The age tests, -M , -A , and -C (yes, they’re uppercase) return the number of days since the file was last modified, accessed, or had its inode changed.* (The inode contains all of the information about the file except for its contents. See the stat system call manpage or a good book on Unix internals for details.) This age value is a full floating-point number, so you might get a value of 2.00001 if a file were modified two days and one second ago. These “days” aren’t necessarily the same as a human would count. For example, if it’s 1:30 A.M. when you check a file modified at about an hour before midnight, the value of -M for this file would be around 0.1 , even though it was modified “yesterday.”

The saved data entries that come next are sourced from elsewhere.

Issue #30, opened 2020-07-05
better git integration


Akuli:
at the very least, auto-save files as the user types, and auto-reload from disk when the files change

Akuli:
I'm starting to think that auto-reload is a bad thing, at least if it can't be undone. I lost some changes with git, but I still had them in Porcupine and I just saved the file to restore them. If I ever add auto-reload to Porcupine, it should be undoable because of this.

PR #739, opened 2021-09-05
directory tree: Git options in right click menu

Akuli:
Really improves #30

### DIFF
--- a/porcupine/plugins/git_right_click.py
+++ b/porcupine/plugins/git_right_click.py
@@ -45,8 +45,7 @@ def populate_menu(event: tkinter.Event[DirectoryTree]) -> None:
         ["git", "status"], cwd=project_root, stdout=subprocess.DEVNULL, **utils.subprocess_kwargs
     )
     if run_result.returncode == 0:
-        if tree.contextmenu.index("end") is not None:  # type: ignore[no-untyped-call]
-            # menu not empty
+        if tree.contextmenu.index("end") is not None:  # menu not empty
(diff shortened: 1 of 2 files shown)


porcupine/plugins/git_right_click.py
```diff
@@ -0,0 +1,66 @@
...
+    "python_venv",
+]
+
+log = logging.getLogger(__name__)
+
+if sys.platform == "win32":
+    trash_name = "recycle bin"
+else:
+    trash_name = "trash"
+
```
Akuli, line 28: These don't belong here

Akuli (commented):
x

porcupine/plugins/git_right_click.py
```diff
@@ -0,0 +1,66 @@
...
+        )
+        tree.contextmenu.add_command(
+            label="git restore (discard non-added changes)",
+            command=partial(run_git, "checkout", "--", path),
+        )
+
+
+def setup() -> None:
+    for tree in utils.get_children_recursively(get_paned_window()):
+        if isinstance(tree, DirectoryTree):
```
Akuli, line 65: should be replaced by `get_directory_tree()`, defined in #734

Akuli:
I'm not sure if this is a good idea. There's still nothing to commit from the directory tree, for example.

Akuli:
I think I'll close the PR but not delete the branch yet. I might revisit this if I ever decide that Porcupine needs more git features.

PR #741, opened 2021-09-05
send2trash: smaller install

Akuli:
Works on windows and linux. Not sure about mac


Akuli:
Reduces windows installer size a lot: 31.4MB --> 22.8MB

PR #6172, opened 2026-05-21
fix(pypi-mapping): fetch parselmouth compressed mapping from conda-mapping.prefix.dev

### LINKED ISSUE #5980: Fetch parcelmouth mapping from published trusted source, rather than raw GitHub source
Recently we have received errors when running `pixi lock`, due to pixi trying to access a blocked URL:

```
$ rm pixi.lock
$ pixi lock
Error:   × failed to map conda packages to their PyPI equivalents. This mapping is required when using PyPI dependencies alongside
  │ conda packages.
  ├─▶ error sending request for url (https://raw.githubusercontent.com/prefix-dev/parselmouth/main/files/
  │   compressed_mapping.json)
  ├─▶ client error (SendRequest)
  ├─▶ http2 error
  ╰─▶ stream error received: unspecific protocol error detected
```

It seems that pixi tries to directly download this parselmouth JSON file from raw.githubusercontent:

```
https://raw.githubusercontent.com/prefix-dev/parselmouth/main/files/compressed_mapping.json
```

I work in an environment where raw GitHub blobs are unfortunately blocked for security reasons.

May I ask - would it be possible for pixi to retrieve this mapping information from some trusted published source, rather than downloading the raw github blob? I note that the parselmouth README describes several locations where the mapping is published online. Could pixi use these sources?

nichmor:
### Description
Fixes: https://github.com/prefix-dev/pixi/issues/5980

Now we will fetch the mapping from our official CDN instead of github.

### How Has This Been Tested?

Running a pixi lock file on a project with pypi deps

### Checklist:
- [ ] I have made corresponding changes to the documentation (crate-level docs updated)
- [ ] Snapshot tests updated to reflect new behavior


ruben-arts:
Would it make sense to support both domains? And fall back to the one that is accessible?

nichmor:
> Would it make sense to support both domains? And fall back to the one that is accessible?

tbh I'm not convinced to support both of them, given the fact that `githubusercontent` can be inaccessible for some of our users.  I see that Cloudflare promises 99.9% monthly uptime so I think we should be good?

ruben-arts:
I'm more worried about users that do have access to github but not to prefix.dev. Merging this would break there setup. For opt-in network setup this might be very annoying.

baszalmstra:
Wont that be the case anyway? We currently also only host the sha lookup on prefix.dev.

ruben-arts:
> Wont that be the case anyway? We currently also only host the sha lookup on prefix.dev.

Ah I forgot about that 👍

ruben-arts (approved):
Thanks

PR #6179, opened 2026-05-21
docs: try zensical

lucascolley:
### Description

Fixes #{issue}

### AI Disclosure

### Checklist:


mkdocs.yml
```diff
@@ -5,8 +5,7 @@ repo_url: https://github.com/prefix-dev/pixi/
 edit_uri: edit/main/docs/
 
 theme:
-  name: material
-  custom_dir: docs/overrides
+  custom_dir: overrides
```
lucascolley, line 8: no idea why, but the build seems to succeed without building anything for the `docs/overrides` path, but is fine with this

Hofer-Julian (commented):
This looks much closer to what we currently have than I expected. Great!

These are the things I found:
- search is much better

When checking the age of a file, you might get a negative value like -1.2 , which means that the file’s last access timestamp is set at about thirty hours in the future. The zero point on this timescale is the moment your program started running,† so that value might mean a long-running program was looking at a file that had just been accessed. Or a timestamp could be set (accidentally or intentionally) to a time in the future.

The tests -T and -B determine if a file is text or binary. But people who know a lot about filesystems know there’s no bit (at least in Unix-like operating systems) to indicate that a file is a binary or text file, so how can Perl tell? The answer is that Perl cheats: it opens the file, looks at the first few thousand bytes, and makes an educated guess. If it sees a lot of null bytes, unusual control characters, and bytes with the high bit set, then that looks like a binary file. If there’s not much weird stuff, then it looks like text. It sometimes guesses wrong. If a text file has a lot of Swedish or French words (which may have characters represented with the high bit set, as some ISO-8859-something variant, or perhaps even a Unicode version), it may fool Perl into declaring it binary. So it’s not perfect, but if you need to separate your source code from compiled files, or HTML files from PNGs, these tests should do the trick.

You’d think that -T and -B would always disagree since a text file isn’t a binary and vice versa, but there are two special cases where they’re in complete agreement. If the file doesn’t exist, or can’t be read, both are false since it’s neither a text file nor a binary. Alternatively, if the file is empty, it’s an empty text file and an empty binary file at the same time, so they’re both true.

The -t file test returns true if the given filehandle is a TTY—if it’s interactive because it’s not a simple file or pipe. When -t STDIN returns true, it generally means that you can interactively ask the user questions. If it’s false, your program is probably getting input from a file or pipe, rather than a keyboard.